Single by Hostyle Gospel featuring Gemstones
- Released: June 8, 2016
- Recorded: 2016
- Genre: Christian hip hop
- Length: 5:28
- Label: Hostyle Gospel Ministries
- Songwriter(s): Hostyle Gospel, Gemstones
- Producer(s): Tone Jonez

Hostyle Gospel featuring Gemstones singles chronology
| "Skittles & Iced Tea" (2016) | "Clap" (2016) | "I Am Not The One" (2020) |

Music video
- "Clap" on YouTube

= Clap (Hostyle Gospel song) =

"Clap" is the second single released by Christian hip hop artist Hostyle Gospel featuring Gemstones, released on June 8, 2016. "The track "Clap" was produced by Tone Jonez (Lecrae, This'l)." The concept encourage Christian believers to applaud through the form of clap no matter what they are facing in their lives.
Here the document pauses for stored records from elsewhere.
PR #2208, opened 2025-02-23
fix: image ratios

chdeskur:
This PR adds logic to handle images where the `height` _or_ `width` property is set, but not both. 

My favorite before:
Screenshot 2025-02-23 at 2 55 00 PM
Screenshot 2025-02-23 at 2 55 16 PM
Screenshot 2025-02-23 at 2 55 25 PM

And after:
Screenshot 2025-02-23 at 2 55 32 PM


packages/fern-docs/ui/src/mdx/plugins/rehype-files.ts
```diff
@@ -74,9 +74,15 @@ export function rehypeFiles(
           height != null &&
           !attributes.find((attr) => attr.name === "height")
         ) {
+          const actualWidth = Number(
```
fern-support, line 77: nit: in order to avoid doing the `find` operation twice, you can declare it above the `if` condition

abvthecity, line 77: nit: to avoid calling `find()` twice, you can declare it above the `if` condition.

packages/fern-docs/ui/src/mdx/plugins/rehype-files.ts
```diff
@@ -74,9 +74,15 @@ export function rehypeFiles(
...
+            attributes.find((attr) => attr.name === "width")?.value ?? 0
+          );
+          const adjustedHeight =
+            actualWidth && width ? height * (actualWidth / width) : height;
+
           node.attributes.unshift({
             name: "height",
-            value: String(height),
+            value: String(Math.round(adjustedHeight)),
```
abvthecity, line 85: need to remove rounding because fractional units should be allowed

chdeskur:
take 2: 

before: https://image-demo.docs.buildwithfern.com/image-demo

after: 
Screenshot 2025-02-25 at 4 15 06 PM

Screenshot 2025-02-25 at 4 15 12 PM

Screenshot 2025-02-25 at 4 15 16 PM

packages/fern-docs/ui/src/mdx/plugins/rehype-files.ts
```diff
@@ -191,3 +172,65 @@ function getEstree(
...
+    if (!attrHeight) {
+      addStyle = `width:${attrWidth.value}px;`;
+    } else {
+      addStyle = `width:${attrWidth.value}px;height:${attrHeight.value};`;
+    }
+  } else if (attrHeight) {
+    addStyle = `height:${attrHeight.value}px;width:auto;`;
+  }
+
+  node.attributes.unshift(unknownToMdxJsxAttribute("imageSize", addStyle));
```
abvthecity, line 210: instead of running `parseStringStyle` inside of the types, lets just assemble the `{}` and pass it into unknownToMdxJsxAttribute.

abvthecity (approved):

packages/fern-docs/ui/src/mdx/__test__/__snapshots__/rehypeFernFiles.test.ts.snap
```diff
@@ -0,0 +1,329 @@
...
+    {
+      "name": "imageSize",
+      "type": "mdxJsxAttribute",
+      "value": {
+        "data": {
+          "estree": {
+            "body": [
+              {
+                "expression": {
+                  "properties": [],
```
abvthecity, line 302: this is a bit odd i'd expect there to be properties here?

packages/fern-docs/ui/src/mdx/plugins/rehype-files.ts
```diff
@@ -191,3 +172,71 @@ function getEstree(
   }
   return null;
 }
+
+export function setDimension(
+  node: Hast.MdxJsxElement,
+  attributes: MdxJsxAttribute[],
+  width: number | undefined,
```
abvthecity, line 179: super nit:
calling this `intrinsicWidth and intrinsicHeight` would be extra clear

packages/fern-docs/ui/src/mdx/plugins/rehype-files.ts
```diff
@@ -191,3 +172,71 @@ function getEstree(
...
+    } else {
+      addStyle = {
+        width: `${attrWidth.value}px`,
+        height: `${attrHeight.value}px`,
+      };
+    }
+  } else if (attrHeight) {
+    addStyle = {
+      height: `${attrHeight.value}px`,
+      width: "auto",
```
abvthecity, line 212: doesn't the aspectRatio already take care of the width? might be missing something here.

chdeskur: was reading this: https://nextjs.org/docs/app/api-reference/components/image#style

packages/fern-docs/ui/src/mdx/plugins/rehype-files.ts
```diff
@@ -191,3 +172,71 @@ function getEstree(
...
+  // validate width and height are numeric
+  if (
+    (attrWidth?.value && isNaN(Number(attrWidth.value))) ||
+    (attrHeight?.value && isNaN(Number(attrHeight.value)))
+  ) {
+    return;
+  }
+
+  let addStyle: React.CSSProperties = {};
+  if (attrWidth) {
```
abvthecity, line 200: nit: this needs a bit of refactoring for code clarity but on the right track

packages/fern-docs/ui/src/mdx/plugins/rehype-files.ts
chdeskur: love it

packages/fern-docs/ui/src/mdx/__test__/__snapshots__/rehypeFernFiles.test.ts.snap
chdeskur: working through a weird rebase, will look into this

packages/fern-docs/ui/src/mdx/components/html/image.tsx
```diff
@@ -41,6 +42,7 @@ export const Image = forwardRef<
     loading?: "eager" | "lazy" | undefined;
     blurDataURL?: string | undefined;
     unoptimized?: boolean | undefined;
+    imageSize?: CSSProperties | undefined;
```
abvthecity, line 45: nit: what i like to do to tell someone _not_ to use the property is to append it with a `__` at the begining like:

`__do_not_set_imageSizeStyle` with a comment about why it exists.

see here: https://github.com/fern-api/fern-platform/blob/4558e052d91c36298dc2101a6b2b44e91413e0d2/packages/fern-docs/ui/src/atoms/auth.ts#L19

just to signify this is a non-standard utility being generated / handled

packages/fern-docs/ui/src/mdx/__test__/__snapshots__/rehypeFernFiles.test.ts.snap
chdeskur: so the imageSize is only set if the intrinsic size needs to be set using inline styling.

packages/fern-docs/ui/src/mdx/plugins/rehype-files.ts
```diff
@@ -191,3 +172,62 @@ function getEstree(
...
+  ) {
+    return;
+  }
+
+  const addStyle: React.CSSProperties = {
+    ...(attrWidth && { width: `${attrWidth.value}px` }),
+    ...(attrHeight && { height: `${attrHeight.value}px` }),
+    ...(!attrWidth && attrHeight && { width: "auto" }),
+  };
+
```
chdeskur, line 204: @abvthecity code above is refactored for clarify, code below demonstrates the renamed attribute

abvthecity: looks great!

packages/fern-docs/ui/src/mdx/__test__/__snapshots__/rehypeFernFiles.test.ts.snap
abvthecity: maybe __assigned_imageSize is being set even though there's no overrides from the user being set?

chdeskur: yep, i added a condition to avoid adding an empty __assigned_imageSize

PR #2268, opened 2025-03-10
fix: check for nan

chdeskur:
ensure iconSize is a number

before: 
Screenshot 2025-03-10 at 8 56 32 AM

after: 
Screenshot 2025-03-10 at 8 57 46 AM


abvthecity (changes requested):
The default should be set on the component itself and not via rehype plugin

PR #2334, opened 2025-03-14
fix: add fallback url when `servers` is not defined

matte-fern:
Fixes FER-4654

- Added a check for pruned endpoints
- Added default entry `https://host.com` if `environments` is empty

- Fix breaking docs when `servers` not defined in `openapi.json`

- tested locally

### DIFF
--- a/packages/fern-docs/bundle/src/server/docs-loader.ts
+++ b/packages/fern-docs/bundle/src/server/docs-loader.ts
@@ -347,10 +347,10 @@ const createGetPrunedApiCached = (domain: string) =>
 
       for (const endpointK of Object.keys(pruned.endpoints)) {
         if (
-          pruned.endpoints[endpointK as EndpointId]?.environments?.length === 0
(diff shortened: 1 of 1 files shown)


packages/fern-docs/bundle/src/server/docs-loader.ts
```diff
@@ -344,6 +345,20 @@ const createGetPrunedApiCached = (domain: string) =>
...
+        ) {
+          console.debug(
+            `${endpointK} has empty environments, adding default URL.`
+          );
+          pruned.endpoints[EndpointId(endpointK)]?.environments?.push({
+            id: "Default" as EnvironmentId,
+            baseUrl: "https://host.com",
+          });
+        }
+      }
```
dsinghvi, line 360: nit: we should move this up to line `340` and after so that we update the pruned nodes before they are stored in the cache

dsinghvi (approved):

PR #2336, opened 2025-03-16
Add fern-dashboard skeleton

zachkirsch:
Screenshot 2025-03-16 at 12 05 21 PM


zachkirsch:
Failing 3 CI checks but those are failing on main too so don't think related

dsinghvi (approved):
Sick! @zachkirsch would love to build this using app router + next.js and stay consistent with the new docs

I think that will allow us to embed WYSIWIG into the dashboard when the time is right. lmk if you disagree!

zachkirsch:
this is already using app router!

PR #2392, opened 2025-03-20
fix: use cache on routes

abvthecity:
https://github.com/fern-api/fern-platform/pull/2386/files triggers the following 500-level error:

```
Cannot access nextUrl on the server. You cannot dot into a temporary client reference from a server component. You can only pass the value through to the client.
```

This is because `.nextUrl`, `.searchParams`, and `cookies()` cannot be contained within a `"use cache"` function. This PR breaks it up.

### DIFF
--- a/packages/fern-docs/bundle/src/app/[host]/[domain]/api/fern-docs/changelog/route.ts
+++ b/packages/fern-docs/bundle/src/app/[host]/[domain]/api/fern-docs/changelog/route.ts
@@ -1,5 +1,6 @@
 import { unstable_cacheTag } from "next/cache";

Gospel Music Historian, Bob Marovich, described the group lyrics as "strapped with their bible as a holy weapon they chant infectiously at demons.” The groups stated that "We are given so many reasons to be defeated and hold our heads low, but it is in those times when we are at our bottom, all alone that we have to "Clap" for and encourage ourselves. Wherever we may end up, we are able to "Clap" your way through".